++++ Materials provided ++++
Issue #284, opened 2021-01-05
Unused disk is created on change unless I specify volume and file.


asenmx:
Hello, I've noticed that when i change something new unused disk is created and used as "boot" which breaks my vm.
++++
++++ Materials provided ++++
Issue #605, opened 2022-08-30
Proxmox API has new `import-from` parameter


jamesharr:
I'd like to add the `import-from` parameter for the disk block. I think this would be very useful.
++++
▶ _Task item_:
All lines that include the word "opened" must be copied from the material above.

▶ _Exercise result_:
Issue #284, opened 2021-01-05
Issue #605, opened 2022-08-30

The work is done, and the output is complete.